The problem: From the material below, give the number of lines that hold the string "work" and nothing further.

━━━━━━━━━━━━━━━━

PR #23, opened 2016-09-19
Bitmonero renamings

mbg033:
changes regarding bitmonero->monero renamings + disabled link to libunwind for Linux build (https://github.com/monero-project/monero/issues/1090).

### DIFF
--- a/get_libwallet_api.sh
+++ b/get_libwallet_api.sh
@@ -1,8 +1,8 @@
 #!/bin/bash
 
 
-BITMONERO_URL=https://github.com/monero-project/bitmonero.git
-BITMONERO_BRANCH=master
+MONERO_URL=https://github.com/monero-project/monero.git
+MONERO_BRANCH=master
 # thanks to SO: http://stackoverflow.com/a/20283965/4118915
 CPU_CORE_COUNT=$(grep -c ^processor /proc/cpuinfo 2>/dev/null || sysctl -n hw.ncpu)
 pushd $(pwd)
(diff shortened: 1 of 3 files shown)


get_libwallet_api.sh
```diff
@@ -1,60 +1,66 @@
...
-popd
+# for Linux, we use libunbound shipped with the system, so we don't need to build it
+
+if [ "$PLATFORM" != "Linux" ]; then
+    echo "Building libunbound..."
+    pushd $MONERO_DIR/build/release/external/unbound
+    make -j$CPU_CORE_COUNT
+    make install -j$CPU_CORE_COUNT
+    popd
+fi
```
radfish: Don't the cmake and make commands above (lines 32-50) already build libunbound? The INSTALL_VENDORED_LIBUNBOUND flag tells cmake to copy libunbound.a to lib/ folder, so it must also build it. Unless I'm missing something, lines 53-63 should not be needed on any platform, no?

get_libwallet_api.sh
```diff
@@ -1,60 +1,66 @@
...
 
 if [ "$(uname)" == "Darwin" ]; then
     # Do something under Mac OS X platform        
-    cmake -D CMAKE_BUILD_TYPE=Release -D STATIC=ON -D BUILD_GUI_DEPS=ON -D CMAKE_INSTALL_PREFIX="$BITMONERO_DIR"  ../..
+    cmake -D CMAKE_BUILD_TYPE=Release -D STATIC=ON -D BUILD_GUI_DEPS=ON -D INSTALL_VENDORED_LIBUNBOUND=ON -D CMAKE_INSTALL_PREFIX="$MONERO_DIR"  ../..
 elif [ "$(expr substr $(uname -s) 1 5)" == "Linux" ]; then
     # Do something under GNU/Linux platform
-    cmake -D CMAKE_BUILD_TYPE=Release -D STATIC=ON -D BUILD_GUI_DEPS=ON -D CMAKE_INSTALL_PREFIX="$BITMONERO_DIR"  ../..
+    PLATFORM="Linux"
+    cmake -D CMAKE_BUILD_TYPE=Release -D STATIC=ON -D BUILD_GUI_DEPS=ON -D CMAKE_INSTALL_PREFIX="$MONERO_DIR"  ../..
```
radfish: Btw, just to clarify, when I said we should be using distro's packaged libraries, I didn't refer to what this script should do. Any reasonable packaging script for monero-core shouldn't be using this script at all (it should rely on a separate package for monerod and/or libwallet -- which is what Arch set of packages do already). Just wanted to clarify this, in case you have preferences regarding how you want this script to work -- I have zero input with regard to this script.

monero-core.pro
```diff
@@ -86,7 +86,8 @@ linux {
         -lssl \
         -lcrypto \
         -Wl,-Bdynamic \
-        -lunwind \
+        # currently monero has an issue with "static" build and linunwind-dev
+        # -lunwind \
```
radfish: Only for one of the distros, though... I think this will break the Arch package. That was the reason for 010a215. Hm.. ok, how about we add another CONFIG switchs for `libunwind_on` and `libunwind_off`, turn it on by default, so so near the top
```
CONFIG += libunwind_on
```
and then change the above lines to
```
CONFIG(libunwind_off) {
   message(Building without libunwind)
} else {
    message(Building with libunwind)
    LIBS += -Wl,-Bdynamic -lunwind
}
```
It might read a bit oddly with two flags, only because I'm not sure how to do it with one flag. It would need to be set by default, but we must also be able to remove it via command line -- is that possible? (maybe somehow, like `CONFIG -= libunwind_on`). In any case the above should do the job.

Then on Ubuntu, update readme instructions to pass `libunwind_off`when building on Ubuntu -- until this static linking problem is fixed. Distros that are not broken will continue to work by default without any extra flags, as desired.

get_libwallet_api.sh
mbg033: Yes, most likely lines 32-50 will build libunbound (due it's a dependency for some library within libwallet_merged), but it will not copy it into "lib/" until ```make install``` invoked

monero-core.pro
mbg033: added this option and created PR https://github.com/monero-project/monero-core/pull/30

PR #36, opened 2016-10-05
Update README.md with fixed typo in path to QT

dternyak:
There was a typo in the mac instructions, here's the fix.


dternyak:
@fluffypony Bumpity bump. Small fix, could save people building on mac some unnecessary debugging.

fluffypony:
@dternyak PRs need to be reviewed, so I try leaving them open for ~a week so that I'm not the only one reviewing:)

PR #37, opened 2016-10-05
critical: broken wallet after crash

Jaqueeee:
Fixes a critical bug that could leave a wallet in broken state after a crash (god forbid).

━━━━━━━━━━━━━━━━

Your solution: 2